*** Opening of RECORD SET ***

PR #132, opened 2020-04-01
improve UX of update form (review & suggestions needed)

tgy:
new_ux


tgy:
Screenshot 2020-04-01 at 20 05 41

rth:
I'll try to test more locally, but I have a question/concern about not allowing submitting when some of the montonicity concerns failed.

Say a person arrives at this form and for some reason (e.g. the previous submission had a mistake) sees cumulated values higher than ones they want to report.

Currently the only course of actions possible is to keep them at previous value regardless.

Wouldn't it be better to show a big warning if they are decreasing (as it's done now), but nevertheless allow submitting data, even if it's not consistent with previous submission? Otherwise this might lead to a bias in collected data that would be even harder to correct in the end?

tgy:
very clever. i didn't think about that scenario! i will change the error to a warning. hopefully i made it very clear that the values are cumulative. thanks for that great insight @rth

rth:
Maybe let's wait for a second opinion before changing it? I might be missing something in how this form is typically filled.

tgy:
i think you're entirely right in your last comment @rth 

here's the new version. no disabling of the submit button now.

*** Close of RECORD SET ***

* **INSTRUCTIONS FOR THE TASK**
Read the entries and select each line where the word "think" is found.

* **ANSWER BELOW**
very clever. i didn't think about that scenario! i will change the error to a warning. hopefully i made it very clear that the values are cumulative. thanks for that great insight @rth
i think you're entirely right in your last comment @rth 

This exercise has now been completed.